DISABLE_REMOTE_IP_CHECK="off"
# Whether or not to send telemetry data to help improve Netmaker. Switch to "off" to opt out of sending telemetry.
TELEMETRY="on"
###
#
# OAuth section
#
###
# "<azure-ad|github|google|oidc>"
AUTH_PROVIDER=
# "<client id of your oauth provider>"
CLIENT_ID=
# "<client secret of your oauth provider>"
CLIENT_SECRET=
# "https://dashboard.<netmaker base domain>"
FRONTEND_URL=
# "<only for azure, you may optionally specify the tenant for the OAuth>"
AZURE_TENANT=
# https://oidc.yourprovider.com - URL of oidc provider
OIDC_ISSUER=
- Visit https://app.netmaker.io to create your account on the Netmaker SaaS platform.
- Create a tenant of type
On-Prem
to obtain a license key. more details in :doc:`Netmaker Professional setup <./pro/pro-setup>` - Retrieve Tenant ID and license key from the tenant's settings tab.

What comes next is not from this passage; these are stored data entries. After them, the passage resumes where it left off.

PR #25, opened 2017-10-24
EZP-28092 As an editor I want an Edit content interaction including the choice of the language

sunpietro:
> JIRA: https://jira.ez.no/browse/EZP-28092

ezp-2811

The GIF doesn't show the fancy animation the button panel.


src/bundle/Resources/public/js/scripts/sidebar/extra.actions.btn.js
```diff
@@ -0,0 +1,9 @@
+(function () {
+    const btns = document.querySelectorAll('.ez-btn--extra-actions');
+
+    btns.forEach(btn => {
```
dew326: Is forEach on NodeList finally supported by all browser or you are missing `[...btn]`?

src/bundle/Resources/public/scss/_custom.scss
```diff
@@ -104,3 +104,6 @@ $link-color: $ez-color-hyperlink;
 
 // Body
 $body-bg: $ez-ground-base-pale;
+
+// Transition function
+$admin-transition: cubic-bezier(.25,.8,.25,1);
```
dew326: Here are bootstrap variables. I would suggest to put it on top of the file and use prefixed name `$ez-admin-transition`

src/bundle/Resources/public/scss/_buttons-extra-actions.scss
```diff
@@ -0,0 +1,75 @@
...
+}
+
+.ez-btn-container--extra-actions {
+    .ez-extra-actions {
+        position: absolute;
+        left: 0;
+        top: 50%;
+        z-index: 2;
+        opacity: 1;
+        transform: translate3d(calc(-100% - 30px), -50%, 0) scaleX(1);
```
dew326: I know that `translate3d` is better for performance but it also makes text blurry. I think we have to stick with `translate`.

src/bundle/Resources/public/js/scripts/sidebar/extra.actions.btn.js
sunpietro: I've found an interesting approach here: https://developer.microsoft.com/en-us/microsoft-edge/platform/issues/10638731/#comment-5

Do you agree with this proposal? IMO it's a bit risky (always adding/overriding native methods is risky).

src/bundle/Resources/public/scss/_buttons-extra-actions.scss
sunpietro: Didn't know about it. I'll change it.

sunpietro:
ping @dew326

src/bundle/Resources/public/js/scripts/sidebar/extra.actions.btn.js
dew326: I also think this kind of hack is risky and would avoid if can. Here we easily can do `[...btns]` so I would stay with it.

sunpietro:
The implementation will be revised upon information from @webhdx that cannot apply this HTML markup of edit button with current codebase.

webhdx:
ping @dew326 @sunpietro I rewritten the history separating frontend from backend.

Anyone else: Please start your code reviews.

m-tyrala:
QA test ok.

barbaragr:
I've found some issues:
1. Click "Create" button
2. Choose one content type, for example "Article", form is opened
3. Go back with web browser's "Back" button
4. Type a word in an input (menu of "Create" btn is still opened), make sure that nothing will be found.
5. Use "Enter" key and the application will go to create Article form again.

In addition: when you type something in input and close the "Create" button menu, the word you've typed is still there. Maybe this field should be cleared. In reference to this, we can move forward with steps above:
6. Go back and delete manually content of the input.
7. Click once again on "Article" - nothing happened. You can click on another option, for instance "Folder" and it will work fine.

- Place the licence key and tenant ID in the netmaker.env file.
- In the netmaker.env file, change the METRICS_EXPORTER and PROMETHEUS from off to on.

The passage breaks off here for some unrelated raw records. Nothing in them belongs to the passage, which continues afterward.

PR #35, opened 2017-11-01
Removed hardcoded language_code from content type create/edit/view templates

adamwojs:
> JIRA: -

## Description 

Removed hardcoded `language_code` from `src/bundle/Resources/admin/content_type/{create,edit,view}.html.twig`.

- Grab the docker-compose.pro extension file from the repo and change its name to docker-compose.override.yml.
wget https://raw.githubusercontent.com/gravitl/netmaker/master/compose/docker-compose.pro.yml
You will not need to make any changes to this file. It will reference the current netmaker.env file.
Then run
ln -fs /root/netmaker.env /root/.env
Users are also allowed to join a Netmaker server via OAuth. They can do this by clicking the "Login with SSO" button on the dashboard's login page. Check out the :doc:`integrating oauth docs <./oauth>`.
sudo docker-compose -f docker-compose.yml up -d --force-recreate
navigate to dashboard.<your base domain> to begin using Netmaker.
To troubleshoot issues, start with:
docker logs netmaker
Or check out the :doc:`troubleshoooting docs <./troubleshoot>`.